I prefer to start with the Green's function for a massive field (defined by: $\left[-\nabla^2 + m^2\right] G = \delta(\mathbf{x}-\mathbf{x}')$) and take the limit as $m\rightarrow 0$. That Green's function is: $$G(r=|\mathbf{x}-\mathbf{x}'|) = \frac{1}{(2\pi)^{d/2}} \left(\frac{m}{r}\right)^{d/2-1} K_{d/2-1}(mr),$$ where $K_\nu(x)$ is the modified Bessel function of the second kind, $d$ is the number of dimensions of the space.
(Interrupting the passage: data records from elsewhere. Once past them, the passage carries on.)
PR #487, opened 2024-06-04
Infra: Utilize fields that are returned from the backend on querying in QueryResult

kbolashev:
## Spec

Right now any function in QueryResult that interacts with the fields uses the Datasource's fields.
This is not correct and breaks the moment user queries additional fields.

Example of a broken interaction that results from this:
```python
old_field = Field("blob_field", alias="blob_field_old", as_of=dateutil.parser.parse("Wed 22 Nov 2023"))
qr = ds.select("*", old_field).all()
qr.get_blob_fields()
```

You would expect both `blob_field` and `blob_field_old` to be downloaded, but because QueryResult lacked the info about the selected fields, `blob_field_old` gets ignored.
This PR fixes this, now `QueryResult` has a `fields` field that is filled in from the GraphQL query.

## Still to do

This PR still doesn't forbid users from trying to update metadata on some of those selected annotations, this is out of scope of this PR but I'll make sure to add it to the task log.


dagshub/data_engine/model/query_result.py
```diff
@@ -110,13 +113,23 @@ def __repr__(self):
 
     @staticmethod
     def from_gql_query(query_resp: Dict[str, Any], datasource: "Datasource") -> "QueryResult":
-        if "edges" not in query_resp:
-            return QueryResult([], datasource)
-        if query_resp["edges"] is None:
-            return QueryResult([], datasource)
+        raw_fields = query_resp.get("selectFields", [])
```
sdafni, line 116: can short to raw_fields = query_resp.get("selectFields", []) or []

PR #493, opened 2024-07-01
Enhancement / Print “accessing as <user>” in client

EvgeniLeonti:
notion ticket: https://www.notion.so/dagshub/Print-accessing-as-user-in-client-92af32ddfce2477ba7184722634fb891?pvs=4

### DIFF
--- a/dagshub/auth/tokens.py
+++ b/dagshub/auth/tokens.py
@@ -231,9 +231,10 @@ class TokenStorage:
             # 500's might be ok since they're server errors, so check only for 400's
             assert not (400 <= resp.status_code <= 499)
             if resp.status_code == 200:
-                assert "login" in resp.json()
-            user = resp.json()
-            return user
+                user = resp.json()
+                assert "login" in user
+                assert "username" in user
+                return user
         except AssertionError:
             return None
 
--- a/dagshub/auth/tokens.py
+++ b/dagshub/auth/tokens.py
@@ -4,7 +4,6 @@ import os
 import threading
 import traceback
 from typing import Optional, Dict, List, Set, Union
-from multiprocessing import AuthenticationError
 
 import yaml
 from httpx import Auth
@@ -132,7 +131,7 @@ class TokenStorage:
             if user is not None:
                 self._print_accessing_as(user)
             else:
-                raise AuthenticationError("Provided DagsHub token is not valid")
+                raise RuntimeError("Provided DagsHub token is not valid")
             return EnvVarDagshubToken(config.token, host)
 
         with self._token_access_lock:
--- a/dagshub/auth/tokens.py
+++ b/dagshub/auth/tokens.py
@@ -127,7 +127,10 @@ class TokenStorage:
 
         host = host or config.host
         if host == config.host and config.token is not None:
-            self._print_accessing_as(config.token, host)
+            user = TokenStorage.get_username_of_token(config.token, host)
+            if user is not None:
+                self._print_accessing_as(user)
+            # todo discuss with Kiril about cases when token is not valid
             return EnvVarDagshubToken(config.token, host)
 
         with self._token_access_lock:
@@ -137,6 +140,7 @@ class TokenStorage:
                 self._known_good_tokens[host] = set()
             good_token_set = self._known_good_tokens[host]
             good_token = None
+            good_user = None
             token_queue = list(sorted(tokens, key=lambda t: t.priority))
 
             for token in token_queue:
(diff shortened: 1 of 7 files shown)


EvgeniLeonti:
@kbolashev i have implemented initial version which works fine, but isn't efficient:
it will make another http request to get the username from the token.

in cases where we call `is_valid_token()`, this new http request can be skipped.

so we have 2 options, leave it as is, or make required adjustments to skip the redundant http call.
in order to achieve the 2nd option, i thought about:
1. adding username to `__token_cache`
2. maintain existing caches to support backwards compatibility (adding username to already existing tokens)

this will require more complicated logic, and i'm not sure the scope of this task covers that.

WDYT?

kbolashev:
I think you can change the signature and name of `is_valid_token` to return the username and get 99% of the way there.
You'll only have to call it for the case of the EnvVar token and that's it.

dagshub/auth/tokens.py
```diff
@@ -222,10 +231,23 @@ def is_valid_token(token: Union[str, Auth, DagshubTokenABC], host: str) -> bool:
             # 500's might be ok since they're server errors, so check only for 400's
             assert not (400 <= resp.status_code <= 499)
             if resp.status_code == 200:
```
kbolashev, line 233: A 500 will not return the dictionary, so probably should change it to this now:
```suggestion
            assert resp.status_code == 200
```

dagshub/auth/tokens.py
```diff
@@ -222,10 +231,23 @@ def is_valid_token(token: Union[str, Auth, DagshubTokenABC], host: str) -> bool:
...
+                assert "login" in user
+                assert "username" in user
+                return user
         except AssertionError:
-            return False
+            return None
+
+    @staticmethod
+    def is_valid_token(token: Union[str, Auth, DagshubTokenABC], host: str) -> bool:
+        """
```
kbolashev, line 243: Great job on still leaving this! I honestly forgot it's used in a couple other places 🙃

dagshub/auth/tokens.py
```diff
@@ -281,6 +303,24 @@ def _store_cache_file(self):
             logger.error(f"Error while storing DagsHub token cache: {traceback.format_exc()}")
             raise
 
+    def _print_accessing_as(self, user):
```
kbolashev, line 306:
```suggestion
    def _print_accessing_as(self, user: Dict):
```

dagshub/auth/tokens.py
```diff
@@ -281,6 +303,24 @@ def _store_cache_file(self):
...
+        It called after successful token validation.
+
+        """
+        if self._accessing_as_was_printed:
+            return
+
+        username = user.get("username")
+        if username is None:
+            # todo handle error ? it should be defined
+            return
```
kbolashev, line 319: Something probably went SUPER wrong if we got the response from the API, but the structure of the dictionary is different

I say just skip the whole check and just do a regular dict access. If such a weird case happens, it's probably a backend error and there's no point in trying to handle it in the client
```suggestion
        username = user["username"]
```

tests/common/test_determine_repo.py
```diff
@@ -2,13 +2,15 @@
...
 from typing import Generator, TypeVar
+import respx
 
 import pytest
 import pytest_git
 
 from dagshub.common.determine_repo import determine_repo, parse_dagshub_remote
 import dagshub.common.config
 from dagshub.common.errors import DagsHubRepoNotFoundError
+from tests.dda.test_tokens import valid_token_side_effect
```
kbolashev, line 13: Maybe move this to `tests.util` or someplace like that.
Accessing across the test modules like that looks weird

kbolashev (changes requested):
Looks great!

I left a bunch of minor things that need to be changed, but the logic is great.

dagshub/auth/tokens.py
```diff
@@ -4,6 +4,7 @@
 import threading
 import traceback
 from typing import Optional, Dict, List, Set, Union
+from multiprocessing import AuthenticationError
```
kbolashev, line 7: Very weird module to import from, either create a new error class, or use RuntimeError

Examples: https://github.com/DagsHub/client/blob/master/dagshub/data_engine/model/errors.py

kbolashev (changes requested):

dagshub/auth/tokens.py
EvgeniLeonti: that was weird to me as well, took it from `dagshub/streaming/filesystem.py`

kbolashev (approved):
Congrats on the first feature PR for the client!!! 🥳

Applying the limiting forms of the modified Bessel functions to take the limit gives: $$\begin{align} \lim_{m\rightarrow 0} G(r) &= \frac{1}{(2\pi)^{d/2}} \lim_{m\rightarrow 0}\left(\frac{m}{r}\right)^{d/2-1} \frac{\Gamma(d/2-1)}{2} \left(\frac{2}{mr}\right)^{d/2-1}\\ & = \frac{\Gamma\left(\frac{d}{2} - 1\right)}{4 \pi^{d/2} r^{d-2} } \end{align}$$ when $d > 2$. For $d=2$ we get: $$\lim_{m\rightarrow0} G(r) = \frac{1}{2\pi}\lim_{m\rightarrow 0} -\ln(mr).$$ The limit in this case diverges because the massive case requires that $\lim_{r\rightarrow \infty} G(r) = 0$, and that's not required for the massless case. In the massless case we can add a constant with respect to $r$, though, so the answer is: $$G_2(r) = -\frac{\ln r}{2\pi}.$$
The 1-d case has a similar divergence as the 2-d case, but the pattern fits with: $$G_1(x) = -\frac{|x|}{2}.$$
The pattern is: $$-\frac{\partial G(r)}{\partial r} = \frac{1}{S_{d-1}(r)},$$ where $S_n(r)$ is the surface area of the $n$-sphere. The $1$-sphere is the circle, and the $0$ sphere is two isolated points (the measure of isolated points is a count of them).